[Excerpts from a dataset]
━━━━━━━━━━

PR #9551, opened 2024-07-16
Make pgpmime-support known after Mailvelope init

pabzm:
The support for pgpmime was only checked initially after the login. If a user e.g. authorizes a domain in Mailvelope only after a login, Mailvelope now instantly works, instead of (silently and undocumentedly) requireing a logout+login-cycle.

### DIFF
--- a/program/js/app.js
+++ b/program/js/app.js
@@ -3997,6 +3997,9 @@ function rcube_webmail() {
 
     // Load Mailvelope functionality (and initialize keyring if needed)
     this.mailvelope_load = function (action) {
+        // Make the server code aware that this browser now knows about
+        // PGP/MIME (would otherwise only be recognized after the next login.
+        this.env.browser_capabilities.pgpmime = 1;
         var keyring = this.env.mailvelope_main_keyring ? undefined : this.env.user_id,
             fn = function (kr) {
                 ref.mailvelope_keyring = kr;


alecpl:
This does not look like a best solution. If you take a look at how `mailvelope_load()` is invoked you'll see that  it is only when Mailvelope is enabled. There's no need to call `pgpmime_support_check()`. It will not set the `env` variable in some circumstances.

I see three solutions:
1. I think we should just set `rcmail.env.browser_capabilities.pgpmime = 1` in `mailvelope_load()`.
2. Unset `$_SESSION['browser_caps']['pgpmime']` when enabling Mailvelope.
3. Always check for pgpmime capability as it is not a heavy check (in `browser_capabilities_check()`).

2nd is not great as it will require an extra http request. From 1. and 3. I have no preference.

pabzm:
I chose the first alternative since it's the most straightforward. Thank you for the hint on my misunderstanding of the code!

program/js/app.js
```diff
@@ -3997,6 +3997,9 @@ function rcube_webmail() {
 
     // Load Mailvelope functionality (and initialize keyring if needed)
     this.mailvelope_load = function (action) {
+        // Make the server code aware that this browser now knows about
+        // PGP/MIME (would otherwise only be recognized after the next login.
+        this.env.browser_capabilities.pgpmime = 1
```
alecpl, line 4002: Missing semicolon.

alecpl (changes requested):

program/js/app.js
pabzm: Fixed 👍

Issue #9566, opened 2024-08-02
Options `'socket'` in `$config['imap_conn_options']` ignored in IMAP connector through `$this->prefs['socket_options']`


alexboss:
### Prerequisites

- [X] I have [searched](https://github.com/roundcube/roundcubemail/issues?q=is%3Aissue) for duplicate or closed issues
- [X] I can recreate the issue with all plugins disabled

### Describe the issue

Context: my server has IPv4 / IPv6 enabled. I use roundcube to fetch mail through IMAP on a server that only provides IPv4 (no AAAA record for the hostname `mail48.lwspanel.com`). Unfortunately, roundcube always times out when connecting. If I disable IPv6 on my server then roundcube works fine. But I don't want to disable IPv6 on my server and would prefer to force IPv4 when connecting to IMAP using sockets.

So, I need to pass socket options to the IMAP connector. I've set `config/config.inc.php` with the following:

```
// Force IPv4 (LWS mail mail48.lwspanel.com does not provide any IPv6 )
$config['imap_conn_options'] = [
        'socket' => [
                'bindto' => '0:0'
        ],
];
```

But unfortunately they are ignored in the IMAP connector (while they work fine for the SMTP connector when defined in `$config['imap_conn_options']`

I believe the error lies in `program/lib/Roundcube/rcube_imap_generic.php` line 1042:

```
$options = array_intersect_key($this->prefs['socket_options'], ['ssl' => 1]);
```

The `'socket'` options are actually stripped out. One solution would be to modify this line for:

━━━━━━━━━━

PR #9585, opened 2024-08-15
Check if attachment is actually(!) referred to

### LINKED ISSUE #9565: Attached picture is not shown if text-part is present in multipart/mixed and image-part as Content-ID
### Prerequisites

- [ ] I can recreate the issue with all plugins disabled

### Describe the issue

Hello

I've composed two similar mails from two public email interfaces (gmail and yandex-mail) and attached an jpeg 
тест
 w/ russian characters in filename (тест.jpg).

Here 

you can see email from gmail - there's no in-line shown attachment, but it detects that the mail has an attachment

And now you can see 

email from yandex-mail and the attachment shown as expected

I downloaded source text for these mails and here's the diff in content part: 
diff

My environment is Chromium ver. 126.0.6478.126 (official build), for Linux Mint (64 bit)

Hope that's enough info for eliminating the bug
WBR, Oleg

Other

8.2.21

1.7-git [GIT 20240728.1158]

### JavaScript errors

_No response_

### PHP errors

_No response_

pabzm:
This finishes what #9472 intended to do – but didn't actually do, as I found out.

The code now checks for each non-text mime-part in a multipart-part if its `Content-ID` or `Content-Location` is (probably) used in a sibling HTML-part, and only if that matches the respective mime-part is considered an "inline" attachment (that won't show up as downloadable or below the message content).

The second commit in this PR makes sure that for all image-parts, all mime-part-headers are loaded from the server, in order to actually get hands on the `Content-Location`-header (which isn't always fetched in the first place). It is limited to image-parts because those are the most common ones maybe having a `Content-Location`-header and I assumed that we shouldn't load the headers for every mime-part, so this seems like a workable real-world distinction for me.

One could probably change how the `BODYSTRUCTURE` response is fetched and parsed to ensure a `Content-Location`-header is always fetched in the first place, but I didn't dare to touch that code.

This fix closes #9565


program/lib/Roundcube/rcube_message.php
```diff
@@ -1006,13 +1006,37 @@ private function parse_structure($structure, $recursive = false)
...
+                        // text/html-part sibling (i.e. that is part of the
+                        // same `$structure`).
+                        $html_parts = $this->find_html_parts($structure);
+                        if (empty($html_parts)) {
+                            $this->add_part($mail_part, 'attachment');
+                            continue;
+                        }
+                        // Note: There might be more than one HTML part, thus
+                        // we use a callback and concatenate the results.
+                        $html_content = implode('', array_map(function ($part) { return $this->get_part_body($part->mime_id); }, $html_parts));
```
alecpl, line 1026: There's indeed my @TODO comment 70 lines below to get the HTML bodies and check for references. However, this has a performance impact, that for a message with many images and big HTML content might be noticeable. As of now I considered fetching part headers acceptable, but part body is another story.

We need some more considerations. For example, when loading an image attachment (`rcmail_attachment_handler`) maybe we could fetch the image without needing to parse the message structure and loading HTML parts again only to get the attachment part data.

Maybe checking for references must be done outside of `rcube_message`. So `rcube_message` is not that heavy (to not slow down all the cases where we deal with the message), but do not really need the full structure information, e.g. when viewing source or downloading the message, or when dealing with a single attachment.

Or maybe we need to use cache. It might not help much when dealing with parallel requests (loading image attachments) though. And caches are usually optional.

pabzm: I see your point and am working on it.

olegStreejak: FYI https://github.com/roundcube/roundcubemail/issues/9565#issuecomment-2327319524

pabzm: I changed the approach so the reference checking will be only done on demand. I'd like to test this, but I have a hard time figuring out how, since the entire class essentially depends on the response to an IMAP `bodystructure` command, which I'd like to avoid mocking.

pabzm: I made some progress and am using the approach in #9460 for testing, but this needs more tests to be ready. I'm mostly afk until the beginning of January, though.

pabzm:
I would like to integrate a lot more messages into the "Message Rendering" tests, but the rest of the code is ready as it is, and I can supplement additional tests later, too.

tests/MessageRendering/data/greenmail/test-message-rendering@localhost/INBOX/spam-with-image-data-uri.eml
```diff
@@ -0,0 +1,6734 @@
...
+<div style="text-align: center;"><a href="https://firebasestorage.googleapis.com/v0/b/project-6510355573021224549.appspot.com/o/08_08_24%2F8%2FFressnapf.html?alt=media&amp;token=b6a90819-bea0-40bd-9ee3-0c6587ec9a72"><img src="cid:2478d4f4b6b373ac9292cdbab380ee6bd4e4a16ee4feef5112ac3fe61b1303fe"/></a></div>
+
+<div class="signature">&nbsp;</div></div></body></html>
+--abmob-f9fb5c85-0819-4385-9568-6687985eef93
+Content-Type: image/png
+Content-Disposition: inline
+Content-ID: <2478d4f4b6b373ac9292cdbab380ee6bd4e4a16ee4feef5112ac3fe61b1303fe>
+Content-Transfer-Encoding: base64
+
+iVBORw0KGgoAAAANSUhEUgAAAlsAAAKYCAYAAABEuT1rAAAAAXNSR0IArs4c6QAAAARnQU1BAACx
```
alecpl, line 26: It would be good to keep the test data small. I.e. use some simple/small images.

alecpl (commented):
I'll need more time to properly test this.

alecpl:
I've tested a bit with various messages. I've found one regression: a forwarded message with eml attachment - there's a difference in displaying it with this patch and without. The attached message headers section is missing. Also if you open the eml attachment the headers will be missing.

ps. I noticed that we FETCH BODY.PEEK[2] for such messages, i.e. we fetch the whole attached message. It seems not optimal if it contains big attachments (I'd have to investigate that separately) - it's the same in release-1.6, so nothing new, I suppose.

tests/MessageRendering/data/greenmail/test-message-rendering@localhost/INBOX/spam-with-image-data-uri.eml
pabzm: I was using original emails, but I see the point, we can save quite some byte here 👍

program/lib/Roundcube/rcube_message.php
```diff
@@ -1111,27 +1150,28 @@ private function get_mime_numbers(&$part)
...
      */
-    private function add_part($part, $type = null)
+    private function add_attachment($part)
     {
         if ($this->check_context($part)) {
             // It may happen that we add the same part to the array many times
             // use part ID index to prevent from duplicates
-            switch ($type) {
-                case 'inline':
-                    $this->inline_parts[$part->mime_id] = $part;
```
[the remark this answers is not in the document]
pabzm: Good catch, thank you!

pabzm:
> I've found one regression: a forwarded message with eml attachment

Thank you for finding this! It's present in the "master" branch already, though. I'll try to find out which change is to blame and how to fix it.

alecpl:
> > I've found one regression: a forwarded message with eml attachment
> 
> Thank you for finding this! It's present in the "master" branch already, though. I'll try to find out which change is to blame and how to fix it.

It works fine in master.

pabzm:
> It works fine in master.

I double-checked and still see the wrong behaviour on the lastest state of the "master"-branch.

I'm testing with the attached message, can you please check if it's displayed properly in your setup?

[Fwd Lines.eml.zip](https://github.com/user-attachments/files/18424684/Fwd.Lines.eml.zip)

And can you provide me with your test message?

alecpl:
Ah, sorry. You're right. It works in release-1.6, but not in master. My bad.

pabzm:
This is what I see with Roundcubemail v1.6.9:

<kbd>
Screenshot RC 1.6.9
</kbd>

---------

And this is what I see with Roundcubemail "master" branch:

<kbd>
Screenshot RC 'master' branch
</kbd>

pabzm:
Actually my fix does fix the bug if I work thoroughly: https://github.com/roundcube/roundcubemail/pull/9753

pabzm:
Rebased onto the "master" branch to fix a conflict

━━━━━━━━━━

*Problem to solve*:
Please reproduce, exactly as they appear above, the lines from the line containing "PR #9551, opened 2024-07-16" up to and including the line containing "when enabling Mailvelope.".

*Final answer*:
PR #9551, opened 2024-07-16
Make pgpmime-support known after Mailvelope init

pabzm:
The support for pgpmime was only checked initially after the login. If a user e.g. authorizes a domain in Mailvelope only after a login, Mailvelope now instantly works, instead of (silently and undocumentedly) requireing a logout+login-cycle.

### DIFF
--- a/program/js/app.js
+++ b/program/js/app.js
@@ -3997,6 +3997,9 @@ function rcube_webmail() {
 
     // Load Mailvelope functionality (and initialize keyring if needed)
     this.mailvelope_load = function (action) {
+        // Make the server code aware that this browser now knows about
+        // PGP/MIME (would otherwise only be recognized after the next login.
+        this.env.browser_capabilities.pgpmime = 1;
         var keyring = this.env.mailvelope_main_keyring ? undefined : this.env.user_id,
             fn = function (kr) {
                 ref.mailvelope_keyring = kr;


alecpl:
This does not look like a best solution. If you take a look at how `mailvelope_load()` is invoked you'll see that  it is only when Mailvelope is enabled. There's no need to call `pgpmime_support_check()`. It will not set the `env` variable in some circumstances.

I see three solutions:
1. I think we should just set `rcmail.env.browser_capabilities.pgpmime = 1` in `mailvelope_load()`.
2. Unset `$_SESSION['browser_caps']['pgpmime']` when enabling Mailvelope.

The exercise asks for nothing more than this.